ただし、養子の方の人数を「法定相続人の数」として無制限に認めてしまうと、養子縁組をすればいくらでも相続税の非課税枠を増やすことができることになってしまうため、

  1. 亡くなった方に実の子供がいる場合・・・1人まで
  2. 亡くなった方に実の子供がいない場合・・・2人まで
という「養子の方の人数を『法定相続人の数』としてカウントする場合の人数制限」があります。

しかし、連れ子の方が養子になった場合には、その養子の方を実子とみなして計算することができます。

つまり、この「1人まで」とか「2人まで」という制限はかからないのです(「法定相続人の数」にカウントできます)。

相続税法(一部抜粋加工)
第15条遺産に係る基礎控除
3 前項の規定の適用については、次に掲げる者は実子とみなす
一 民法第817条の2第1項(特別養子縁組の成立)に規定する特別養子縁組による養子となつた者、当該被相続人(亡くなった方)の配偶者の実子で当該被相続人(亡くなった方)の養子となつた者その他これらに準ずる者として政令で定める者

遺言により連れ子の方を受取人とした場合のメリット

連れ子の方に(養子縁組をせず)遺言で財産をあげた場合でも、一定の要件を満たせば、上記のようなメリットが出る場合があります。

それは、「小規模宅地等の特例」の適用です。

連れ子の方は「相続人」ではないのですが、「一親等の姻族」として「親族」になります。

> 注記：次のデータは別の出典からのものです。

PR #40, opened 2019-11-28
Feature/Alamofire Network Client

tonikocjan:
A new approach towards integrating Alamofire as a core API client.
[Examples.](https://github.com/poviolabs/PovioKit/blob/feature/alamofire-network-client/PovioKit/Classes/Networking/AlamofireNetworkClient/AlamofireRestClient.md)


PovioKit.podspec
```diff
@@ -1,6 +1,6 @@
 Pod::Spec.new do |s|
   s.name             = 'PovioKit'
-  s.version          = '0.3.0'
+  s.version          = '0.3.1'
```
borut-t: We'll bump the spec version when we prepare a release branch. Please revert it.

tonikocjan: Reverted.

PR #45, opened 2019-12-06
Feature/Add tests for Throttler

klemenzagar91:


Example/Tests/Utilities/Throttler/ThrottlerTests.swift
```diff
@@ -0,0 +1,84 @@
...
+  func testShouldExecuteWhenDelayed() {
+    let delay = 100
+    let waiting = delay + 10
+    let sut = Throttler(delay: .milliseconds(delay))
+    let expectation = self.expectation(description: "Executed")
+    var output: [String] = []
+    sut.execute {
+      output.append("A")
+    }
+    DispatchQueue.main.asyncAfter(deadline: .now() + .milliseconds(waiting)) {
```
borut-t: Using dispatch for the wait is not a good practice. We should mock Throttler instead.

klemenzagar91: Great. I'll improve it.

PR #46, opened 2019-12-06
Feature/Broadcast tests

klemenzagar91:


Example/Tests/Utilities/Broadcast/BroadcastTests.swift
```diff
@@ -0,0 +1,101 @@
...
+  func run()
+}
+
+class MockedListener: MockedProtocol {
+  var executingCount = 0
+  
+  func run() {
+    executingCount += 1
+  }
+}
```
borut-t: Make this private.

PR #47, opened 2019-12-06
Feature/Optional Tests

klemenzagar91:


Example/Tests/Extensions/Foundation/OptionalTests.swift
```diff
@@ -0,0 +1,42 @@
...
+//  Copyright © 2019 CocoaPods. All rights reserved.
+//
+
+import XCTest
+
+class OptionalTests: XCTestCase {
+  
+  func testArrayNilOrEmptyTrueWhenNil() {
+    let sut: [String]? = nil
+    XCTAssert(sut.isNilOrEmpty, "Should not return false when collection is nil")
```
borut-t: I would rather test against boolean value by default, e.g `XCTAssertTrue(sut.isNilOrEmpty, ...)`.

PR #57, opened 2020-01-31
Feature/PromiseKit API Improvements

tonikocjan:
`Promise` now accepts only one generic type argument, which simplifies usage as we don't have to deal with different error types. Also added support for the user to decide on which `DispatchQueue` the promise should be resolved.

### DIFF
--- a/PovioKit/Classes/Utilities/PromiseKit/Promise.swift
+++ b/PovioKit/Classes/Utilities/PromiseKit/Promise.swift
@@ -199,55 +199,6 @@ public extension Promise {
       }
     }
   }
-  
-  /// Returns a new Promise, combining multiple `Promise`s.
-  ///
-  /// Use this method when you need to combine the result of several promises of some type `T`.
-  ///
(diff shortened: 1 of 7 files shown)


PovioKit/Classes/Utilities/PromiseKit/Promise.swift
```diff
@@ -186,68 +162,43 @@ public extension Promise {
   ///   instance.
   /// - Returns: A `Promise` with the result of evaluating `transform`
   ///   as the new success value if this instance represents a success.
-  func map<U>(with transform: @escaping (Value) -> U) -> Promise<U, Error> {
-    chain { Promise<U, Error>(fulfill: transform($0)) }
+  func map<U>(
+    on dispatchQueue: DispatchQueue = .main,
+    with transform: @escaping (Value) throws -> U) -> Promise<U>
```
borut-t:
```swift
func map<U>(on dispatchQueue: DispatchQueue = .main,
            with transform: @escaping (Value) throws -> U) -> Promise<U>
```

PR #60, opened 2020-02-18
Chore/Use Alamofire 5

tonikocjan:


PovioKit.podspec
```diff
@@ -15,7 +15,7 @@ Pod::Spec.new do |s|
   s.source_files = 'PovioKit/Classes/**/*.swift'
   s.frameworks = 'UIKit', 'Foundation'
   s.default_subspecs = 'Utilities', 'Extensions', 'Views'
-  s.dependency 'Alamofire', '5.0.0-rc.3'
+  s.dependency 'Alamofire', '5.0.0'
```
borut-t: We should add a dependency to the subspec instead. Can we try that?

tonikocjan: Done.

PR #61, opened 2020-02-24
Feature/URL extension

borut-t:
Extension to simplify building URL with parameters.

### DIFF
--- a/PovioKit/Classes/Extensions/Foundation/URL+Povio.swift
+++ b/PovioKit/Classes/Extensions/Foundation/URL+Povio.swift
@@ -13,6 +13,17 @@ public extension URL {
     guard let string = string else { return nil }
     self.init(string: string)
   }
+  
+  /// Append parameter to the URL
+  func appending(_ name: String, value: String?) -> URL {
+    guard var components = URLComponents(url: self, resolvingAgainstBaseURL: true) else { return absoluteURL }
+    var queryItems = components.queryItems ?? []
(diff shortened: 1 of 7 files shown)


PovioKit/Classes/Extensions/Foundation/URL+Povio.swift
```diff
@@ -13,6 +13,17 @@ public extension URL {
...
   }
+  
+  /// Append parameter to the URL
+  func appending(_ name: String, value: String?) -> URL {
+    guard var components = URLComponents(url: self, resolvingAgainstBaseURL: true) else { return absoluteURL }
+    var queryItems = components.queryItems ?? []
+    let newQueryItem = URLQueryItem(name: name, value: value)
+    queryItems.append(newQueryItem)
+    components.queryItems = queryItems
+    components.percentEncodedQuery = components.percentEncodedQuery?.replacingOccurrences(of: "+", with: "%2B")
```
nejcvivod: Do we have any other symbols that would need to be encoded? 🤔

borut-t: Great question. I think we should have. Let me think about that.

borut-t: @nejcvivod it looks like components do its job fairly good. If I recall correctly I added percent handling for `+` because it isn't escaped by default 🤷‍♂

PR #62, opened 2020-02-24
Feature/Result success void extension

borut-t:
Simplify calling success with void value.

### DIFF
--- a/Result+Povio.swift
+++ b/Result+Povio.swift
@@ -1,0 +1,15 @@
+//
+//  Result+Povio.swift
+//  Alamofire
+//
+//  Created by Borut Tomažin on 24/02/2020.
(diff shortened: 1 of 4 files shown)


Result+Povio.swift
```diff
@@ -0,0 +1,15 @@
...
+//  Alamofire
+//
+//  Created by Borut Tomažin on 24/02/2020.
+//  Copyright © 2020 Povio Labs. All rights reserved.
+//
+
+import Foundation
+
+extension Result where Success == Void {
+  static func success() -> Result {
```
tonikocjan: Maybe computed prop instead?

borut-t: I would stick with the function instead. Since we have a function for non-void cases and also for failures, it would only bring confusion.

PR #65, opened 2020-05-12
Fix/SPM

borut-t:
Updated Package to work better with Swift 5.2. Resources and readme files are currently kept in a separate folder `Resources` because SPM doesn't support it yet. It will be available as part of [Swift 5.3](https://github.com/apple/swift-evolution/blob/master/proposals/0271-package-manager-resources.md).
Another thing is that SPM currently doesn't handle well targets without dependencies. Therefore `Networking` is not part of SPM. Better support is also coming with Swift 5.3. If you need it, install it via cocoapods.


Package.swift
```diff
@@ -1,16 +1,23 @@
-// swift-tools-version:5.0
+// swift-tools-version:5.1
 import PackageDescription
 
 let package = Package(
   name: "PovioKit",
   platforms: [
-    .macOS(.v10_14), .iOS(.v11), .tvOS(.v10), .watchOS(.v3)
+    .iOS(.v11),
+    .macOS(.v10_14),
```
tonikocjan, line 8: Should we disable `macOS` since we are using UIKit in several places?

borut-t: Good point. It was added when we were also using Alamofire dependency with SPM and it required macos platform. I'll remove it.

PR #66, opened 2020-05-12
Chore/Code updates

borut-t:
Updated code style and deprecated a few methods.


Sources/Extensions/Foundation/Collection+Povio.swift
```diff
@@ -11,14 +11,14 @@ import Foundation
 public extension Collection where Indices.Iterator.Element == Index {
   /// Returns the element at the specified `index` if it is within bounds, otherwise `nil`.
   subscript (safe index: Index) -> Iterator.Element? {
-    return (startIndex <= index && index < endIndex) ? self[index] : nil
+    (startIndex <= index && index < endIndex) ? self[index] : nil
```
tonikocjan, line 14: What about `indices.contains(index)` instead?

borut-t: `contains` is slow operation since it needs to loop over all elements in collection. This is especially evident in collections with lots of items.

PR #77, opened 2019-08-09
fix query types

### LINKED ISSUE #66: types on `data` returned from useQuery not correct
I think this is related to #47. it seems now that data is returned in the following format given something like `queryUser()` I now get:

```
data = {
   user: {
     email: 'test@test.com'
   }
}
```

however data is still typed as an instance of `User` so doing `data.user.email` gives me an error:

`Property 'user' does not exist on type 'ModelInstanceTypeProps…`

seems like we need to update the types for the `data` bit of the `useQuery` hook.

mattiasewers:
This fixes #66

### DIFF
--- a/src/Query.ts
+++ b/src/Query.ts
@@ -8,7 +8,7 @@ import { observable, action } from "mobx"
 export type CaseHandlers<T, R> = {
   loading(): R
   error(error: any): R
-  data(data: T): R
+  data(data: { [key: string]: T }): R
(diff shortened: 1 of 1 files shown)


elie222:
Looks good but we have a conflict right now.

mattiasewers:
@elie222 fixed

elie222:
Circle ci now fails

PR #81, opened 2019-08-13
add correct query hook type

mattiasewers:
fixes the ci build

### DIFF
--- a/src/react.tsx
+++ b/src/react.tsx
@@ -62,7 +62,7 @@ export type UseQueryHookResult<STORE, DATA> = {
   store: STORE
   loading: boolean
   error: any
-  data: DATA | undefined
+  data: { [key: string]: DATA } | undefined
   // prevData: DATA | undefined // set of previously fetched values, in case the query was replaced
   query: Query<DATA> | undefined
   setQuery: (query: QueryLike<STORE, DATA>) => void


veeral-patel:
@mweststrate Hey -- had the same question. How should we iterate over our data with this new query type?

Thanks for the project btw!

beepsoft:
@veeral-patel Well, I just reverted back to `data: DATA | undefined` and it works fine from there on.

mattiasewers:
I cannot replicate this, try upgrading typescript

beepsoft:
@mattiasewers I just checked out the project and built it using the TS version provided by the project (3.5.3) and I get this error:
```
..../examples/1-getting-started/src/app/Home.tsx
Error:(14, 23) TS2339: Property 'map' does not exist on type '{ todos: TodoModelType[]; }'.
Error:(14, 27) TS7006: Parameter 'todo' implicitly has an 'any' type.
```

beepsoft:
Could it be related to this?

https://github.com/microsoft/TypeScript/issues/6041

mattiasewers:
@beepsoft nope, you were right this is a bug. I have rewritten the type implementation again and it should be correct now, I'll have a pr shortly

beepsoft:
@mattiasewers Great, thank you for your effort!

veeral-patel:
@beepsoft Hey -- thanks for your reply! What did you mean by this? Did you change your mst-gql version?

> @veeral-patel Well, I just reverted back to data: DATA | undefined and it works fine from there on.

beepsoft:
@veeral-patel I replaced every occurence of `{[key: string]: DATA}` or` {[key: string]: T}` to `DATA` and `T` respectively in the code (in react.tsx and Query.ts). (In earlier versions of mst-gql that's how these were defined).

But let's wait for @mattiasewers coming up with a better solution!

PR #86, opened 2019-08-30
Add allowFieldArgs

### LINKED ISSUE #46: relations with arguments not showing up on model
I have a schema that looks like the following:

```
type User {
  createdAt: DateTime!
  email: String!
  followers(after: String, before: String, first: Int, last: Int, orderBy: UserOrderByInput, skip: Int, where: UserWhereInput): [User!]
  following(after: String, before: String, first: Int, last: Int, orderBy: UserOrderByInput, skip: Int, where: UserWhereInput): [User!]
  id: ID!
  items(after: String, before: String, first: Int, last: Int, orderBy: ItemOrderByInput, skip: Int, where: ItemWhereInput): [Item!]
  itemsCreated(after: String, before: String, first: Int, last: Int, orderBy: ItemOrderByInput, skip: Int, where: ItemWhereInput): [Item!]
  name: String!
  projects(after: String, before: String, first: Int, last: Int, orderBy: ProjectOrderByInput, skip: Int, where: ProjectWhereInput): [Project!]
  updatedAt: DateTime!
}
```

but after running `mst-gql` I get the following:

```
/**
 * UserBase
 * auto generated base class for the model UserModel.
 */
export const UserModelBase = MSTGQLObject
  .named('User')
  .props({
    __typename: types.optional(types.literal("User"), "User"),
    createdAt: types.maybe(types.frozen()),
    email: types.maybe(types.string),
    id: types.identifier,
    name: types.maybe(types.string),
    updatedAt: types.maybe(types.frozen()),
  })
  .views(self => ({
    get store() {
      return self.__getStore<typeof RootStore.Type>()
    }
  }))

export class UserModelSelector extends QueryBuilder {
  get createdAt() { return this.__attr(`createdAt`) }
  get email() { return this.__attr(`email`) }
  get id() { return this.__attr(`id`) }
  get name() { return this.__attr(`name`) }
  get updatedAt() { return this.__attr(`updatedAt`) }
}
export function selectFromUser() {
  return new UserModelSelector()
}

export const userModelPrimitives = selectFromUser().createdAt.email.name.updatedAt
```

I found that if I remove the args MST picks things up correctly. For example if I change followers to be `followers: [User!]` I then see it correctly in my store:

`followers: types.optional(types.array(MSTGQLRef(types.late((): any => UserModel))), []),`

I don't actually use these args, so I can remove them from the generated `schema.graphql` but I would need to setup a script or similar to do this every time the file is generated.

beepsoft:
Fields with arguments are ignored by default by the generator. With
--allowFieldArgs one can have approriate definitions generated for
such fields as well.

Fixes #46

### DIFF
--- a/generator/generate.js
+++ b/generator/generate.js
@@ -23,7 +23,8 @@ function generate(
   excludes = [],
   generationDate = "a long long time ago...",
   modelsOnly = false,
-  noReact = false
+  noReact = false,
+  allowFieldArgs = false
 ) {
   excludes.push(...buildInExcludes)
 
@@ -294,7 +295,7 @@ ${generateFragments(name, primitiveFields, nonPrimitiveFields)}
     let modelProperties = ""
     if (type.fields) {
       modelProperties = type.fields
-        .filter(field => field.args.length === 0)
+        .filter(field => (allowFieldArgs ? true : field.args.length === 0))
         .map(field => handleField(field))
         .join("\n")
     }
--- a/generator/config.js
+++ b/generator/config.js
@@ -1,8 +1,8 @@
-const { existsSync } = require("fs");
-const { resolve } = require("path");
-const cosmiconfig = require('cosmiconfig');
+const { existsSync } = require("fs")
+const { resolve } = require("path")
+const cosmiconfig = require("cosmiconfig")
 
-const explorer = cosmiconfig('mst-gql');
+const explorer = cosmiconfig("mst-gql")
 
 const defaultConfig = {
   excludes: [],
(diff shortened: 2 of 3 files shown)


generator/generate.js
```diff
@@ -294,7 +295,7 @@ ${generateFragments(name, primitiveFields, nonPrimitiveFields)}
     let modelProperties = ""
     if (type.fields) {
       modelProperties = type.fields
-        .filter(field => field.args.length === 0)
```
chrisdrackett: I'm curious why this line was here in the first place (@mweststrate) but if things work fine without it I'm all for just removing it entirely vs. adding an `allowFieldArgs` option.

scherler: hmm yeah, I thought maybe orginally it was meant as `field.args.length !== 0`  but does not make sense neither down the line. I agree @chrisdrackett just drop only that line (would as well reduce all the unreleated formating change)  :trollface:

chrisdrackett:
closing due to duplicate #90

PR #89, opened 2019-09-11
Fix query hook data return type again...

mattiasewers:


veeral-patel:
@mattiasewers Thank you for putting this together! Your team seems to move very quickly in response to bug fixes, and I really appreciate that. This project has saved so many lines of boilerplate data fetching code; please keep up the terrific work!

小規模宅地等の特例は、取得者が親族であることが要件となっており、連れ子の方はこの要件を満たします。

想う相続税理士

小規模宅地等の特例は、他にも要件がありますので、ご注意を。
連れ子の方だから適用できない、と勘違いして申告しないよう、ご注意を。

また、連れ子の方と同居していればよかった(小規模宅地等の特例の適用を受けられたのに!)なんてことにならないよう、ご注意を。

想う相続税理士秘書

想う相続税理士

「一親等の血族及び配偶者以外の方」は相続税が2割増しで計算されます。

連れ子の方は、この2割増し課税の対象になりますので、ご注意を(養子縁組すれば、2割増し課税の対象にはなりません)。